Codependency can be defined in numerous ways: a heightened sense of being responsible for the actions of other people, striving to do more and be more, getting hurt by people’s inconsiderate actions, fear of being alone and abandoned, and a toxic dependency on relationships.

And codependency is probably the main reason why you get stuck in unhealthy relationships.

It’s not that there is something bad or “pathological” about a person being codependent. Someone could stop being codependent just as easily as they became codependent in the first place. Whether it came from a series of toxic relationships, or a family abuse – there are many things that a person can do to help themselves regain their lost confidence, independence, and self-esteem.

However, if you started feeling codependent only after a relationship with a psychopath or a narcissist – please, don’t diagnose yourself as codependent. Because psychopaths breed addiction, jealousy, dependence, desire, desperation, and anxiety. It is in their nature.

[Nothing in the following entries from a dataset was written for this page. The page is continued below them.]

PR #20034, opened 2025-04-13
modules/evasion: Resolve RuboCop violations

bcoles:
All violations were resolved with `rubocop -a`, with the exception of:

```
modules/evasion/windows/windows_defender_exe.rb:38:5: C: [Correctable] Naming/MemoizedInstanceVariableName: Memoized variable @c_payload does not match method name get_payload. Use @get_payload instead.
    @c_payload ||= lambda {
```

Applying this change manually had no visible effect on the output of this module.

### DIFF
--- a/modules/evasion/windows/windows_defender_exe.rb
+++ b/modules/evasion/windows/windows_defender_exe.rb
@@ -7,24 +7,27 @@ require 'metasploit/framework/compiler/windows'
 
 class MetasploitModule < Msf::Evasion
 
-  def initialize(info={})
-    super(merge_info(info,
-      'Name'        => 'Microsoft Windows Defender Evasive Executable',
-      'Description' => %q{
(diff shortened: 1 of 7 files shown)


modules/evasion/windows/windows_defender_exe.rb
```diff
@@ -7,32 +7,35 @@
...
+    )
   end
 
   def rc4_key
     @rc4_key ||= Rex::Text.rand_text_alpha(32..64)
   end
 
   def get_payload
-    @c_payload ||= lambda {
+    @get_payload ||= lambda {
```
adfoster-r7, line 38: Should be legit :+1:

```
$ rg ':c_payload'
$ rg 'self.c_payload'
$ rg '@c_payload'
modules/evasion/windows/windows_defender_exe.rb
35:    @c_payload ||= lambda {
```

adfoster-r7 (approved):

PR #20055, opened 2025-04-18
modules/exploits/netware: Resolve RuboCop violations

bcoles:
Most violations were resolved with `rubocop -a`, except missing notes.

A violation due to a silently ignored error was resolved manually.

https://github.com/rapid7/metasploit-framework/blob/e09d23715b200354a047a8630882ad329dbfdeff/modules/exploits/netware/smb/lsass_cifs.rb#L113-L116

A lot of DCERPC modules `rescue` using a pattern similar to the following:

```ruby
rescue Rex::Proto::DCERPC::Exceptions::NoResponse, ::EOFError
  print_good('Server did not respond, this is expected')
```

or ignore `NoResponse` explicitly:

```ruby
rescue Rex::Proto::DCERPC::Exceptions::NoResponse
end
```

Without testing the module, it is impossible to know what the intention of the author was here; however, given that all errors are silently ignored it is likely that the intention is to proceed regardless of DCERPC errors. Whether errors were expected is unknown. For this reason, I've updated the module with a code comment, rather than printing a message.

### DIFF
--- a/modules/exploits/netware/smb/lsass_cifs.rb
+++ b/modules/exploits/netware/smb/lsass_cifs.rb
@@ -89,8 +89,7 @@ class MetasploitModule < Msf::Exploit::Remote
 
     resp = dcerpc.call(0x2c, stb)
     handle, = resp[0, 20]
-    _code, = resp[20, 4].unpack('V')
-    resp[20, 4].unpack('V')
+    _code = resp[20, 4].unpack('V')
 
     name =
       rand_text_alphanumeric(0xa0) +
--- a/modules/exploits/netware/smb/lsass_cifs.rb
+++ b/modules/exploits/netware/smb/lsass_cifs.rb
@@ -9,38 +9,35 @@ class MetasploitModule < Msf::Exploit::Remote
   include Msf::Exploit::Remote::DCERPC
   include Msf::Exploit::Remote::SMB::Client
 
-
   def initialize(info = {})
-    super(update_info(info,
-      'Name'           => 'Novell NetWare LSASS CIFS.NLM Driver Stack Buffer Overflow',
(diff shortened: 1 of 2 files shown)


modules/exploits/netware/smb/lsass_cifs.rb
```diff
@@ -84,8 +88,8 @@ def exploit
       NDR.long(0x000f0fff)
 
     resp = dcerpc.call(0x2c, stb)
-    handle, = resp[0,20]
-    code, = resp[20, 4].unpack('V')
+    handle, = resp[0, 20]
+    resp[20, 4].unpack('V')
```
adfoster-r7, line 92:
```suggestion
    _code, *_other = resp[20, 4].unpack('V')
```

I assume this is useful for debugging? 🤷

bcoles: Re-added

adfoster-r7: Looks like both have ended up here now:

```suggestion
```

And I think the previous line might have changed semantics:

```ruby
resp = (0..100).to_a
handle_a, = resp[0,20]
handle_b = resp[0,20]

puts "handle_a=#{handle_a.inspect}"
puts "handle_b=#{handle_b.inspect}"
```

```ruby
handle_a=0
handle_b=[0, 1, 2, 3, 4, 5, 6, 7, 8, 9, 10, 11, 12, 13, 14, 15, 16, 17, 18, 19]
```

bcoles: Fixed

adfoster-r7 (approved):
Will merge on green, thanks!

PR #20069, opened 2025-04-22
Allow overwriting reported module name for report_vuln

sjanusz-r7:
This PR allows for overwriting the module name when reporting a vulnerability.
This is used in Pro during a discovery scan. As the discovery scan isa. module and reports vulnerabilities for other modules, this is needed to provide the correct module name that the user can click.

## Verification

- [ ] Start `msfconsole`
- [ ] Use an exploit/auxiliary that reports a vulnerability, e.g. `Apache Tomcat AJP File Read`
- [ ] `run` to ensure the existing functionality is not affected and defaults to the previous behaviour
- [ ] In Metasploit Pro, run a discovery scan against a Metasploitable2 VM
- [ ] Confirm that with this change, the `Disclosed Vulnerability` takes you to the correct page

## Scenario
Running a discovery scan, that reports vulnerabilities based on the check code returned from a module's `check` method.
An example against a Metasploitable2 VM:
image

### Before
The hyperlink was pointing at the parent module, which was incorrect in this case
image

### After
The hyperlink points to the correct module
image

### DIFF
--- a/lib/msf/core/auxiliary/report.rb
+++ b/lib/msf/core/auxiliary/report.rb
@@ -303,7 +303,7 @@ module Auxiliary::Report
 
     timestamp  = opts[:timestamp]
     username   = opts[:username]
-    mname      = self.fullname # use module name when reporting attempt for correlation
+    mname      = opts[:module_fullname] || self.fullname # use module name when reporting attempt for correlation
 
     # report_vuln is only called in an identified case, consider setting value reported here
     attempt_info = {


lib/msf/core/auxiliary/report.rb
```diff
@@ -303,7 +303,7 @@ def report_vuln(opts={})
 
     timestamp  = opts[:timestamp]
     username   = opts[:username]
-    mname      = self.fullname # use module name when reporting attempt for correlation
+    mname      = opts[:fullname] || self.fullname # use module name when reporting attempt for correlation
```
adfoster-r7, line 306: Maybe:

```suggestion
    mname      = opts[:module_fullname] || self.fullname # use module name when reporting attempt for correlation
```

adfoster-r7: That way it's consistent with existing APIs: https://github.com/search?q=repo%3Arapid7%2Fmetasploit-framework%20module_fullname&type=code

https://github.com/search?q=repo%3Arapid7%2Fmetasploit-credential%20module_fullname&type=code

https://github.com/search?q=repo%3Arapid7%2Fmetasploit_data_models%20module_fullname&type=code

adfoster-r7 (approved):

adfoster-r7:
## Release Notes

Allow overwriting reported module name within the `report_vuln` API

PR #20073, opened 2025-04-22
modules/exploits/solaris: Resolve RuboCop violations

bcoles:
Most violations were resolved with `rubocop -A`, except notes.

The RSH stack clash module needs some work to move the C source into a standalone file in `external/`, but this is outside the scope of this PR.

### DIFF
--- a/modules/exploits/solaris/dtspcd/heap_noir.rb
+++ b/modules/exploits/solaris/dtspcd/heap_noir.rb
@@ -7,71 +7,80 @@ class MetasploitModule < Msf::Exploit::Remote
   Rank = GreatRanking
 
   include Msf::Exploit::Remote::Tcp
+  prepend Msf::Exploit::Remote::AutoCheck
 
   def initialize(info = {})
-    super(update_info(info,
-      'Name'           => 'Solaris dtspcd Heap Overflow',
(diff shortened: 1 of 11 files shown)


modules/exploits/solaris/dtspcd/heap_noir.rb
```diff
@@ -7,71 +7,80 @@ class MetasploitModule < Msf::Exploit::Remote
...
+      )
+    )
+
+    register_options([
+      Opt::RPORT(6112)
+    ])
   end
 
-
   def exploit
```
adfoster-r7, line 66: Does this exploit still work if the autocheck's skip check datastore option is set?

https://github.com/adfoster-r7/metasploit-framework/blob/3af384316b7d4fad3309d38d79d8b375d120f1c8/lib/msf/core/exploit/remote/auto_check.rb

bcoles: I don't have SPARC hardware to test, but yes, is should. The `check` function doesn't set up anything required by the remainder of the module. `spc_connect` is called within `attack` within the `exploit` method.

adfoster-r7 (approved):

PR #20087, opened 2025-04-26
modules/post/android: Resolve RuboCop violations

bcoles:
Resolve RuboCop violations and add notes.

In `hashdump`, a `return` is replaced with `next`. Use of `return` was a violation. Based on the surrounding code, the error was non-fatal, thus `next` is acceptable.

Two modules were renamed to ensure consistent capitalisation and grammar in line with existing modules.

* `extracts subscriber info from target device` -> `Extract Subscriber Info`
* `Displays wireless SSIDs and PSKs` -> `Gather Wireless SSIDs and PSKs`

### DIFF
--- a/modules/post/android/gather/hashdump.rb
+++ b/modules/post/android/gather/hashdump.rb
@@ -15,23 +15,26 @@ class MetasploitModule < Msf::Post
     super(
       update_info(
         info,
-        {
-          'Name' => 'Android Gather Dump Password Hashes for Android Systems',
-          'Description' => %q{
-            Post Module to dump the password hashes for Android System. Root is required.
-            To perform this operation, two things are needed.  First, a password.key file
-            is required as this contains the hash but no salt.  Next, a sqlite3 database
-            is needed (with supporting files) to pull the salt from.  Combined, this
-            creates the hash we need.  Samsung based devices change the hash slightly.
-          },
-          'License' => MSF_LICENSE,
-          'Author' => ['h00die', 'timwr'],
-          'SessionTypes' => [ 'meterpreter', 'shell' ],
-          'Platform' => 'android',
-          'References' => [
-            ['URL', 'https://www.pentestpartners.com/security-blog/cracking-android-passwords-a-how-to/'],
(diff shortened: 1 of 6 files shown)


adfoster-r7 (dismissed):

modules/post/android/gather/hashdump.rb
```diff
@@ -32,6 +32,11 @@ def initialize(info = {})
             ['URL', 'https://www.pentestpartners.com/security-blog/cracking-android-passwords-a-how-to/'],
             ['URL', 'https://hashcat.net/forum/thread-2202.html'],
           ]
+        },
+        'Notes' => {
```
adfoster-r7, line 36: I believe this needs to be in the above hash instead

```
  1) Msf::RPC::RPC_Session#rpc_compatible_modules when the session exists returns compatible modules
     Failure/Error:
       def update_info(info, opts)
         opts.each_pair do |name, val|
           # If the supplied option name is one of the ones that we should
           # override by default
           if UpdateableOptions.include?(name)
             # Only if the entry is currently nil do we use our value
             if info[name].nil?
               info[name] = val
             end
             # Otherwise, perform the merge operation like normal

     ArgumentError:
       wrong number of arguments (given 3, expected 2)
     # ./lib/msf/core/module/module_info.rb:226:in `update_info'
     # ./modules/post/android/gather/hashdump.rb:16:in `initialize'
     # ./lib/msf/core/module_set.rb:37:in `new'
     # ./lib/msf/core/module_set.rb:37:in `create'
     # ./lib/msf/core/module_manager.rb:74:in `create'
     # ./lib/msf/core/rpc/v10/rpc_session.rb:538:in `_find_module'
     # ./lib/msf/core/rpc/v10/rpc_session.rb:518:in `block in rpc_compatible_modules'
     # ./lib/msf/core/rpc/v10/rpc_session.rb:517:in `each'
     # ./lib/msf/core/rpc/v10/rpc_session.rb:517:in `rpc_compatible_modules'
```

bcoles: Fixed

adfoster-r7 (approved):

PR #20102, opened 2025-04-29
FIXED:   web_delivery.rb  -  '+x' avoid using - replaced with '755'

DaddyBigFish:

### DIFF
--- a/modules/exploits/multi/script/web_delivery.rb
+++ b/modules/exploits/multi/script/web_delivery.rb
@@ -190,10 +190,10 @@ class MetasploitModule < Msf::Exploit::Remote
       print_line(psh.to_s)
     when 'Linux'
       fname = Rex::Text.rand_text_alphanumeric(8)
-      print_line("wget -qO #{fname} --no-check-certificate #{get_uri}; chmod +x #{fname}; ./#{fname}& disown")
+      print_line("wget -qO #{fname} --no-check-certificate #{get_uri}; chmod 755 #{fname}; ./#{fname}& disown")
     when 'Mac OS X'
       fname = Rex::Text.rand_text_alphanumeric(8)
-      print_line("curl -sk --output #{fname} #{get_uri}; chmod +x #{fname}; ./#{fname}& disown")
+      print_line("curl -sk --output #{fname} #{get_uri}; chmod 755 #{fname}; ./#{fname}& disown")
     end
   end
 


dledda-r7:
Hello @DaddyBigFish, could you please describe the issue you are trying to resolve?

DaddyBigFish:
Hi, the code that is given to put into requests does not function in Burp requests. The request here is to change the '+x' to 755 which will allow the payload to execute. This is specifically for "shell" commands. That is why I have requested to update it. Me and my colleague tested it and it only works with 755 since '+x' is not valid for encoded requests when sending via Burp. This is an effective way to encompass both terminal and Burp requests.

smcintyre-r7:
It sounds like you need to URL encode the command first since it's not exactly intended to be URL safe. My concern here is that we might make this change today and tomorrow someone else will switch it back to `+x` because it's 1 byte shorter.

DaddyBigFish:
Yes, I understand the point but it would be much better for MSF community / users if there were either two payloads provided automatically, or there was this simple change that accommodates both. I think you would do well to implement it, it's a very simple change and make a huge difference to the speed of use with MSF.

bcoles:
> it would be much better for MSF community / users if there were either two payloads provided automatically

Adding a module option to URL encode all commands would be the most broadly applicable solution.


> Me and my colleague tested it and it only works with 755 since '+x' is not valid for encoded requests when sending via Burp.

If URL encoding is causing you issues with `+` you're likely also to run into issues with `&`. Also, mode `755` and `+x` do not yield identical results.

DaddyBigFish:
Ok then , great. Can you run an update on the module please to be suitable and quicker for Web pentesting.Sent from Outlook for iOSFrom: bcoles ***@***.***>Sent: Wednesday, April 30, 2025 3:16 amTo: rapid7/metasploit-framework ***@***.***>Cc: DaddyBigFish ***@***.***>; Mention ***@***.***>Subject: Re: [rapid7/metasploit-framework] FIXED: web_delivery.rb - '+x' avoid using - replaced with '755' (PR #20102) bcoles left a comment (rapid7/metasploit-framework#20102)it would be much better for MSF community / users if there were either two payloads provided automaticallyAdding a module option to URL encode all commands would be the most broadly applicable solution.Me and my colleague tested it and it only works with 755 since '+x' is not valid for encoded requests when sending via Burp.If URL encoding is causing you issues with + you're likely also to run into issues with &. Also, mode 755 and +x do not yield identical results.—Reply to this email directly, view it on GitHub, or unsubscribe.You are receiving this because you were mentioned.

DaddyBigFish:
Did you receive my last message? I think this should be updated to include both URL encoded and none encoded, to make MSF more interconnected with Web testing

bwatters-r7:
> Would you like me to submit a pull request for the URL encoded version of the code?

Just to make sure I understand, per @bcoles above, if you mean add a `url-encode` option, yes, please feel free to submit a PR adding that option.  It sounds like the best choice, and we can test and verify it makes sense.
When that option is set to `true`, the payload should output as a url-encoded string, and if set to `false`, it should output it as unencoded text.  To prevent backward-compatibility issues, it should default to `false`.

smcintyre-r7:
FWIW I think if the goal is to make MSF more interconnected with Web testing that a more sustainable approach would be to add a new payload output format. Something like `urlencoded`. You'd then be able to use *any* payload, not just the output from the `web_delivery` module.

Usage would then look like:
```
msf6 > use payload/cmd/linux/http/x86/meterpreter/reverse_tcp
msf6 payload(cmd/linux/http/x86/meterpreter/reverse_tcp) > set LHOST 192.168.159.128
LHOST => 192.168.159.128
msf6 payload(cmd/linux/http/x86/meterpreter/reverse_tcp) > generate -f raw
curl -so /tmp/RdjcYDUaPhuv http://192.168.159.128:8080/fvQqYuONEYM4Q8quZP3tuw;chmod +x /tmp/RdjcYDUaPhuv;/tmp/RdjcYDUaPhuv&
msf6 payload(cmd/linux/http/x86/meterpreter/reverse_tcp) > generate -f urlencoded
curl%20-so%20/tmp/RdjcYDUaPhuv%20http://192.168.159.128:8080/fvQqYuONEYM4Q8quZP3tuw;chmod%20+x%20/tmp/RdjcYDUaPhuv;/tmp/RdjcYDUaPhuv&
msf6 payload(cmd/linux/http/x86/meterpreter/reverse_tcp) > to_handler

msf6 payload(cmd/linux/http/x86/meterpreter/reverse_tcp) >
```

That'd be much more sustainable and useful long term, especially since these payloads are where we're dedicating more development efforts.

To do that, you'd update these locations:

* https://github.com/rapid7/metasploit-framework/blob/master/lib/msf/util/exe.rb#L2288
* https://github.com/rapid7/metasploit-framework/blob/master/lib/msf/util/exe.rb#L2282

All together you'd probably end up adding 4 lines of code  (maybe a `require` statement, 2 for the case clause and 1 registering it as an option) so I can't say it'd be too much more work but it would definitely be more beneficial than adding it as a one-off option to this one module.

bwatters-r7:
Let's migrate this to an feature request issue.

PR #20108, opened 2025-04-30
modules/post/multi: Resolve RuboCop violations

bcoles:

The `modules/post/multi/manage/dbvis_add_db_admin.rb` module required some manual rework, as the `dbvis_query` method logic was flawed.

So, if you are feeling codependent after the relationship with them, understand that it was their purpose to make you feel that way. In a way, it is like you are telling yourself that you have a clinical depression after a death of someone close to you. Yes, your depression is real, but it is also a normal part of the grieving process. Same is true with codependency.

Regardless of whether you are naïve, fragile, insecure, vulnerable, or you are a healthy human being, psychological exploitation and abuse are always bad. And no one deserves to be abused and exploited.

Moreover, abusers like to make you codependent because in that way they can put all the blame in you. They will tell you that you’ll never heal and grow if you don’t take the blame in the relationship. This is not true.

You can recover, grow, and heal without taking the blame for the abuser’s horrible behavior. That’s how you’ll build your boundaries and self-respect again. That’s how you’ll learn how to cease accepting any harmful and abusive behavior.

Finally, we all have unique experiences in life, so our healing processes are also unique. It is never too late to make changes for the better in your life. Don’t lose hope. We are all broken in one way or another.